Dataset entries
PR #29, opened 2023-06-21
✨(backend) Implement video views indicator

cyrillay:
## Purpose

This PR adds an indicator for getting the total number of views of a given video.

## Proposal

For now, the logic is simple and not many things are factored. I believe it is better to start with a naive approach, and factorize later on when we develop more indicators, so that we have a better idea on the common code that can be factorized, and how to do it.

Example return response : 
image


src/backend/plugins/video/warren_video/api.py
```diff
@@ -26,63 +17,18 @@
...
+    indicator = DailyVideoViews(
+        client=lrs_client,
+        activity=video_id,
+        since=filters.since.isoformat(),
+        until=filters.until.isoformat()
+    )
 
-    counter = Counter(timestamps)
-    daily_views = [VideoDayViews(day=date, views=counter[date]) for date in date_range]
+    computed_indicator = indicator.compute()
```
cyrillay, line 32: I removed the `try.. catch` block as it was already in the code of ralph when returning the statements. 
Thinking about it now, I think it would be nice to have a schema of the errors to return when an issue happened in the indicator.
```
Maybe we can return something like : 
{
status : "SUCCESS"
response : {...}
}
```
or 
```
{
status : "FAILED"
error_message : "The given video UID doesn't exist"
}
```

src/backend/plugins/video/warren_video/api.py
```diff
@@ -26,63 +17,18 @@
 logger = logging.getLogger(__name__)
 
 
-class VideoDayViews(BaseModel):
```
cyrillay, line 29: I will add the model again, I didn't notice the absence of it would cause the schema no longer to be shown in the swagger `/docs`

src/backend/plugins/video/warren_video/indicators/daily_video_views.py
```diff
@@ -0,0 +1,76 @@
...
+        # Group by day and calculate sum of events per day
+        count_by_date = filtered_view_duration.groupby('date')\
+            .count()\
+            .reset_index()\
+            .rename(columns={'id': 'count'})\
+            .loc[:, ['date', 'count']]
+        # Calculate the total number of events
+        total_count = len(filtered_view_duration.index)
+
+        return {"total_views": total_count, "views_count_by_date": count_by_date.to_dict('records')}
```
cyrillay, line 76: There are 2 options here 
`to_dict('list')`
```
{'date': [
  datetime.date(2023, 5, 25),
  datetime.date(2023, 5, 26),
  datetime.date(2023, 6, 21)
  ],
 'count': [
    7,
    5,
    8
]}
```
This avoids column repetition in the payload but needs a bit more logic to parse in the frontend

`.to_dict('records')`
```
[{'date': datetime.date(2023, 5, 25), 'count': 7},
 {'date': datetime.date(2023, 6, 20), 'count': 5},
 {'date': datetime.date(2023, 6, 21), 'count': 14}]
```

There is column repetition, but it is easier to parse in the frontend.
In my opinion, we should go with the second option until it proves to cause performance issues. (I did this option for another company and it worked well even with thousands of records. Here, for now, I don't see usecases where we will need to return so many records)

src/backend/plugins/video/warren_video/indicators/daily_video_views.py
```diff
@@ -0,0 +1,76 @@
...
+            "until": self.until,
+        }
+        return LRSQuery(query=query)
+
+    def get_statements(self) -> List:
+        filter_query = self.get_query()
+        statements = list(self.client.read(target=self.client.statements_endpoint, query=filter_query))
+        return statements
+
+    def compute(self) -> Dict:
```
cyrillay, line 49: I did a version with native python instead of pandas. I'm not sure which one is better, I am going to quickly profile them both and see which one is faster (my guess is native python): 

```
    def compute(self) -> Dict:
        """
        Queries the LRS backend and performs adequate filtering and aggregation to return
        the number of video views per day
        """
        raw_statements = self.get_statements()
        if not raw_statements:
            return {"total_views": 0, "views_count_by_date": {}}

        filtered_statements = []
        for statement in raw_statements:
            if statement['verb']['id'] == PlayedVerb().id:
                result_extensions = statement['result'].get('extensions', {})
                time = result_extensions.get(RESULT_EXTENSION_TIME, 0)
                if time < video_plugin_settings.VIEWS_COUNT_TIME_THRESHOLD:
                    filtered_statements.append(statement)

        count_by_date = {}
        for statement in filtered_statements:
            timestamp = statement['timestamp']
            date = arrow.get(timestamp).format('YYYY-MM-DD')
            if date not in count_by_date:
                count_by_date[date] = 0
            count_by_date[date] += 1

        total_count = len(filtered_statements)

        return {"total_views": total_count, "views_count_by_date": count_by_date}
```

src/backend/plugins/video/warren_video/indicators/daily_video_views.py
```diff
@@ -0,0 +1,76 @@
...
+        """
+        raw_statements = self.get_statements()
+        if not raw_statements:
+            return {"total_views": 0, "views_count_by_date": {}}
+        flattened = pd.json_normalize(raw_statements)
+        # Filter out events whose verb is not "played"
+        filtered_verb = flattened[flattened['verb.id'] == PlayedVerb().id]
+        # Filter out videos played less than the configured time
+        filtered_view_duration = filtered_verb[filtered_verb[f'result.extensions.{RESULT_EXTENSION_TIME}']
+                                               < video_plugin_settings.VIEWS_COUNT_TIME_THRESHOLD].copy()
```
jmaupetit, line 62: Why not filtering in place instead to avoid too high memory usage?

src/backend/plugins/video/warren_video/indicators/daily_video_views.py
```diff
@@ -0,0 +1,76 @@
...
+        # Transform timestamp column into a day
+        filtered_view_duration['timestamp'] = pd.to_datetime(filtered_view_duration['timestamp'])
+        filtered_view_duration['date'] = filtered_view_duration['timestamp'].dt.strftime('%Y-%m-%d')
```
jmaupetit, line 65:
```suggestion
        filtered_view_duration['date'] = pd.to_datetime(filtered_view_duration['timestamp']).dt.strftime('%Y-%m-%d')
```

src/backend/plugins/video/warren_video/api.py
jmaupetit: Normalizing error messages is a good idea. Having a Pydantic model for this would be lovely. status/response would be more generic and preferable IMO.

src/backend/plugins/video/warren_video/indicators/daily_video_views.py
```diff
@@ -0,0 +1,76 @@
...
+
+        # Group by day and calculate sum of events per day
+        count_by_date = filtered_view_duration.groupby('date')\
+            .count()\
+            .reset_index()\
+            .rename(columns={'id': 'count'})\
+            .loc[:, ['date', 'count']]
+        # Calculate the total number of events
+        total_count = len(filtered_view_duration.index)
```
jmaupetit, line 74: This needs to be battle tested.

src/backend/plugins/video/warren_video/indicators/daily_video_views.py
jmaupetit: You should use the `VideoViews` model right?

src/backend/plugins/video/warren_video/indicators/daily_video_views.py
cyrillay: Profiling results : 
Pandas : 
image

Vanilla python : 
image

I don't see any big difference. I think this benchmark should be made again with much more statements !

src/backend/plugins/video/warren_video/api.py
cyrillay: Yes, you are right, fields should have the same naming whether it failed or not.

src/backend/plugins/video/warren_video/base.py
```diff
@@ -0,0 +1,32 @@
+from abc import ABC, abstractmethod
```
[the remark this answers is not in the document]
cyrillay: I agree !

src/backend/plugins/video/warren_video/indicators/daily_video_views.py
```diff
@@ -0,0 +1,76 @@
...
+        in ISO format (YYYY-MM-DD or YYYY-MM-DDTHH:mm:ss.SSSZ")
+
+        Args:
+            client: The LRS backend from which the query is to be issued
+            activity: The UUID of the video on which to compute the metric
+            since: The beginning of the date range on which to compute the indicator
+            until: The end of the date range on which to compute the indicator
+        """
+        self.client = client
+        self.activity = activity
```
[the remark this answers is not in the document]
lebaudantoine: Agreed! One minor suggestion: in the documentation and the front-end project, we utilize uuid. To maintain consistency, perhaps video_uuid would be a better choice?

src/backend/plugins/video/warren_video/indicators/daily_video_views.py
lebaudantoine: Out of curiosity, what is the `.loc` used for here?

lebaudantoine (commented):
Niiiceeee

src/backend/plugins/video/warren_video/indicators/daily_video_views.py
cyrillay: Thanks for the insights on the two options. I think we can go with the second one for now, and eventually change later if it causes problems. Let me know if you agree.

Regarding the data validation on dates uniqueness, I don't think it is necessary, as per design of `.groupby('date')`, we should always have a unique set of dates. IMO, this validation would add a slight overhead without much benefit

lebaudantoine: I agree!

src/backend/plugins/video/warren_video/indicators/daily_video_views.py
cyrillay: Well, I tried to do it, but I didn't manage to. In the end I got other issues that were harder to solve, or made the code look more complicated 🤷‍♂️  If you succeed, I would be curious to see how you did it !

src/backend/plugins/video/warren_video/indicators/daily_video_views.py
cyrillay: It is for only keeping the columns that we want to return in the response

src/backend/plugins/video/warren_video/base.py
```diff
@@ -0,0 +1,32 @@
...
+
+    @abstractmethod
+    def get_query(self) -> LRSQuery:
+        """
+        Returns the query that will be issued to the `client` to get the statements required to compute this indicator
+        """
+        pass
+
+    @abstractmethod
+    def get_statements(self) -> List:
```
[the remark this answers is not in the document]
cyrillay: I'm not familiar with abstract properties. When looking into the link, it looks like it is deprecated ?
I'm not sure I fully understand what is the benefit/drawback of one approach versus the other one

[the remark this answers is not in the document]
lebaudantoine: The `@abstractproperty` decorator is indeed deprecated, however the concept is not:
> the [property()](https://docs.python.org/3/library/functions.html#property) decorator is now correctly identified as abstract when applied to an abstract method:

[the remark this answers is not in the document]
lebaudantoine: Reminding my comment, it's nit-picking. Happy to discuss it.

src/backend/plugins/video/warren_video/indicators/daily_video_views.py
lebaudantoine: Please find a colab with a [partial example](https://colab.research.google.com/drive/1ulD2cE8hIbpjGvxhw1q2ZokcfpJhy3ct?usp=sharing), lemme know if it helps you. Happy to help

src/backend/plugins/video/warren_video/indicators/daily_video_views.py
cyrillay: I splitted the line into more steps so that it is easier to read. Let me know if that is better

src/backend/plugins/video/warren_video/indicators/daily_video_views.py
cyrillay: You're right, I finally managed to do it. The grouped by worked fine but I had issue in the serialization when returning the API response, it always gave me `1970-01-01` or something like that. I managed to get it working now !

src/backend/core/warren/models/response.py
```diff
@@ -0,0 +1,22 @@
+"""Generic response class."""
+from enum import Enum
+from typing import Generic, TypeVar
+
+from pydantic.main import BaseModel
+
+
+class StatusEnum(str, Enum):
```
jmaupetit, line 8:
```suggestion
class StatusEnum(StrEnum):
```

src/backend/core/warren/models/response.py
```diff
@@ -0,0 +1,22 @@
...
+
+    SUCCESS = "SUCCESS"
+    FAILED = "FAILED"
+
+
+T = TypeVar("T")
+
+
+class Response(BaseModel, Generic[T]):
+    """Generic response class."""
```
jmaupetit, line 19:
```suggestion
    """Generic response model."""
```

src/backend/core/warren/models/response.py
```diff
@@ -0,0 +1,22 @@
...
+
+    status: StatusEnum
+    response: T
```
jmaupetit, line 22: WDYT?

```suggestion
    content: T
```

src/backend/core/warren/models/response.py
jmaupetit, line 1: Given the content of those models submodules, I think warren core models could be all defined in a single `models.py` module.

src/backend/plugins/video/warren_video/api.py
```diff
@@ -26,63 +19,23 @@
...
-        """Do not count video played less than the configured time."""
-        return (
-            statement["result"]["extensions"][RESULT_EXTENSION_TIME]
-            < video_settings.VIEWS_COUNT_TIME_THRESHOLD
+        return response
+    except KeyError as exception:
+        logger.error(exception)
+        return Response[Error](
+            status=StatusEnum.FAILED, response=Error(error_message=str(exception))
         )
```
jmaupetit, line 41: Try/except statement scope should be reduced at its smallest portion:

```suggestion
    except KeyError as exception:
        logger.error(exception)
        return Response[Error](
            status=StatusEnum.FAILED, response=Error(error_message=str(exception))
        )
    
    return response
```

src/backend/core/warren/base_indicator.py
```diff
@@ -0,0 +1,27 @@
...
+
+
+class BaseIndicator(ABC):
+    """Base class for an indicator.
+
+    Defines the signature of the methods that should be implemented
+    for indicators. Indicators should implement this interface.
+    """
+
+    client: BaseHTTP
```
jmaupetit, line 15: I think it's not required or used.

```suggestion
```

src/backend/plugins/video/warren_video/indicators/daily_video_views.py
```diff
@@ -0,0 +1,99 @@
...
+        client: The LRS backend from which the query is to be issued
+        video_uuid: The UUID of the video on which to compute the metric
+        date_range: The date range on which to compute the indicator. It has
+            2 fields, `since` and `until` which are dates or timestamps that must be
+            in ISO format (YYYY-MM-DD or YYYY-MM-DDTHH:mm:ss.SSSZ")
+    """
+
+    client: BaseHTTP
+    video_uuid: str
+    date_range: DatetimeRange
```
jmaupetit, line 32: We don't use them without instantiating the class, hence I would remove them.

src/backend/plugins/video/warren_video/indicators/daily_video_views.py
```diff
@@ -0,0 +1,99 @@
...
+        filter_query = self.get_lrs_query()
+        statements = list(
+            self.client.read(target=self.client.statements_endpoint, query=filter_query)
+        )
+        return statements
+
+    def compute(self) -> VideoViews:
+        """Computes the current indicator.
+
+        Gets the statements from the LRS, filters and aggregate to return the number of
```
jmaupetit, line 61:
```suggestion
        Gets the statements from the LRS, filters and aggregates them to return the number of
```

src/backend/plugins/video/warren_video/indicators/daily_video_views.py
```diff
@@ -0,0 +1,99 @@
...
+        video views per day.
+        """
+        response = VideoViews()
```
jmaupetit, line 64: I you keep in mind that this indicator will be used outside from an HTTP context (with the request/response semantic), I would rename this variable as `indicator`. WDYT?

```suggestion
        indicator = VideoViews()
```

jmaupetit (commented):
Wow, that's great! :muscle:

We are almost done. I only have few remarks.

src/backend/core/warren/models/response.py
cyrillay: Nice 👍

src/backend/core/warren/models/response.py
cyrillay: I agree, I prefer `content` too.

src/backend/plugins/video/warren_video/indicators/models.py
jmaupetit, line 1: I would move this file one level up (in the `warren_video` module).

src/backend/plugins/video/warren_video/indicators/daily_video_views.py
```diff
@@ -0,0 +1,96 @@
...
+        }
+        return LRSQuery(query=query)
+
+    def fetch_statements(self) -> List:
+        """Executes the LRS query to obtain statements required for this indicator."""
+        filter_query = self.get_lrs_query()
+        statements = list(
+            self.client.read(target=self.client.statements_endpoint, query=filter_query)
+        )
+        return statements
```
jmaupetit, line 51:
```suggestion
        return list(
            self.client.read(
                target=self.client.statements_endpoint, 
                query=self.get_lrs_query()
            )
        )
```

src/backend/plugins/video/warren_video/indicators/daily_video_views.py
```diff
@@ -0,0 +1,96 @@
...
+
+    def get_lrs_query(self) -> LRSQuery:
+        """Returns the LRS query for fetching required statements."""
+        query = {
+            "verb": PlayedVerb().id,
+            "activity": self.video_uuid,
+            "since": self.date_range.since.isoformat(),
+            "until": self.date_range.until.isoformat(),
+        }
+        return LRSQuery(query=query)
```
jmaupetit, line 43:
```suggestion
        return LRSQuery(
            query={
                "verb": PlayedVerb().id,
                "activity": self.video_uuid,
                "since": self.date_range.since.isoformat(),
                "until": self.date_range.until.isoformat(),
            }
        )
```

src/backend/plugins/video/warren_video/indicators/daily_video_views.py
```diff
@@ -0,0 +1,96 @@
...
+        Fetches the statements from the LRS, filters and aggregates them to return the
+        number of video views per day.
+        """
+        indicator = VideoViews()
+        raw_statements = self.fetch_statements()
+        if not raw_statements:
+            return indicator
+        flattened = pd.json_normalize(raw_statements)
+
+        # Filter out videos played less than the configured time
```
jmaupetit, line 65:
```suggestion
        # Filter out video played events before configured time threshold
```

src/backend/plugins/video/warren_video/indicators/daily_video_views.py
```diff
@@ -0,0 +1,96 @@
...
+    def fetch_statements(self) -> List:
+        """Executes the LRS query to obtain statements required for this indicator."""
+        filter_query = self.get_lrs_query()
+        statements = list(
+            self.client.read(target=self.client.statements_endpoint, query=filter_query)
+        )
+        return statements
+
+    def compute(self) -> VideoViews:
+        """Computes the current indicator.
```
jmaupetit, line 54: Maybe we can remove this generic statement?

src/backend/plugins/video/warren_video/indicators/daily_video_views.py
```diff
@@ -0,0 +1,96 @@
...
+
+class DailyVideoViews(BaseIndicator):
+    """An indicator for the daily video views metric.
+
+    Args:
+        client: The LRS backend from which the query is to be issued
+        video_uuid: The UUID of the video on which to compute the metric
+        date_range: The date range on which to compute the indicator. It has
+            2 fields, `since` and `until` which are dates or timestamps that must be
+            in ISO format (YYYY-MM-DD or YYYY-MM-DDTHH:mm:ss.SSSZ")
```
jmaupetit, line 26: This should be documented in the constructor method instead.

jmaupetit (commented):
A final series of minor comments to fix and we'll be good to go. :pray:

src/backend/plugins/video/warren_video/indicators/daily_video_views.py
jmaupetit, line 1: And I would also move this file in an `indicators.py` module.

src/backend/plugins/video/warren_video/indicators/daily_video_views.py
cyrillay: I agree that it is too generic, but if I remove it, the rest of the description is too long to fit as a one linedocstring (rule E501). I modify it so that it is less generic, let me know if you have another idea ?

src/backend/plugins/video/warren_video/indicators/daily_video_views.py
cyrillay: I am not sure I understand, the file is already in an `indicators` module ? You mean renaming this file as `indicators.py` ?

jmaupetit: I mean having a single `indicators.py` file with all indicators in there for now. IMO we don't need to have sub-modules (at least for now).

cyrillay: Okay, makes sense to me.

src/backend/core/warren/base_indicator.py
```diff
@@ -0,0 +1,25 @@
...
+from typing import List
+
+from ralph.backends.http.lrs import LRSQuery
+
+
+class BaseIndicator(ABC):
+    """Base class for an indicator.
+
+    Defines the signature of the methods that should be implemented
+    for indicators. Indicators should implement this interface.
```
lebaudantoine, line 12: nit: isn't it redundant?

src/backend/core/warren/base_indicator.py
```diff
@@ -0,0 +1,25 @@
...
+    def get_lrs_query(self) -> LRSQuery:
+        """Gets the LRS query for fetching statements."""
+
+    @abstractmethod
+    def fetch_statements(self) -> List:
+        """Executes the LRS query to obtain statements required for the indicator."""
+
+    @abstractmethod
+    def compute(self):
+        """Executes the query, and perform operations to get the indicator value."""
```
lebaudantoine, line 25: I like it, it's clearer 👏

lebaudantoine, line 25: nit, please feel free to ignore this comment:

```suggestion
    @abstractmethod
    def get_lrs_query(self) -> LRSQuery:
        """Gets the LRS query for fetching statements."""

    @abstractmethod
    def fetch_statements(self) -> List:
        """Executes the LRS query to obtain statements required for the indicator."""

    @abstractmethod
    def compute(self):
        """Executes the LRS query, and perform operations to get the indicator value."""
```

src/backend/core/warren/models.py
```diff
@@ -0,0 +1,28 @@
+"""Warren's core models."""
+from enum import Enum
+from typing import Generic, TypeVar
+
+from pydantic.main import BaseModel
+
+
+class StatusEnum(str, Enum):
```
lebaudantoine, line 8: As a junior, I wonder, is it a standard to add `Enum` in your class name? `class Status(str, Enum):` isn't explicit enough?

src/backend/plugins/video/warren_video/indicators.py
```diff
@@ -0,0 +1,98 @@
...
+        """
+        self.client = client
+        self.video_uuid = video_uuid
+        self.date_range = date_range
+
+    def get_lrs_query(self) -> LRSQuery:
+        """Returns the LRS query for fetching required statements."""
+        return LRSQuery(
+            query={
+                "verb": PlayedVerb().id,
```
lebaudantoine, line 40: After I reviewed #21, I wonder if we should increase modularity of this verb. @lebrunthibault is using a different verb to get completed views. WDYT @cyrillay?

src/backend/plugins/video/warren_video/models.py
```diff
@@ -0,0 +1,19 @@
...
+
+    date: Date
+    count: int = 0
+
+
+class VideoViews(BaseModel):
+    """Model to represent video views."""
+
+    total_views: int = 0
+    views_count_by_date: List[VideoDayViews] = []
```
lebaudantoine, line 19: @cyrillay I know it's not your design, and that we should not block this PR, so please feel free to ignore my comment. But, I feel this is a (small) bad design in a way, because these two attributes could be desynchronized. There are no mechanisms ensuring that the total updates with `views_count_by_date`. WDYT @jmaupetit ?

My initial proposal wasn't serializing properly. I would dig a second one with getter and setter.

lebaudantoine (approved):

src/backend/core/warren/base_indicator.py
cyrillay: Yes, definitely. I remove the second sentance

src/backend/core/warren/models.py
cyrillay: I didn't find anything showing that it was standard, but I encountered it a lot, and I think it good that it is explicit when you see it in the code, without having to go to the definition to understand it's an enum and not a classic constant

src/backend/plugins/video/warren_video/indicators.py
cyrillay: I think that it could be a good idea, I will probably do it when developing completed/unique views ;)

src/backend/plugins/video/warren_video/models.py
cyrillay: I think that adding a mechanism that avoids those two attributes to be desynchronized, is solving a problem that we don't have yet 🤷 I like the [YAGNI](https://en.wikipedia.org/wiki/You_aren%27t_gonna_need_it) principle that talks about this

lebaudantoine: Alright, your call! I am pretty sure next time we'll use this class, we'll duplicate its instantiation logic. Anyway, let's keep it simple!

_YOUR GOAL:_
What lines in the entries above include the string "until"? Return each one.

_EXERCISE RESULT:_
+        until=filters.until.isoformat()
In my opinion, we should go with the second option until it proves to cause performance issues. (I did this option for another company and it worked well even with thousands of records. Here, for now, I don't see usecases where we will need to return so many records)
+            "until": self.until,
+            until: The end of the date range on which to compute the indicator
+            2 fields, `since` and `until` which are dates or timestamps that must be
+            "until": self.date_range.until.isoformat(),
                "until": self.date_range.until.isoformat(),
+            2 fields, `since` and `until` which are dates or timestamps that must be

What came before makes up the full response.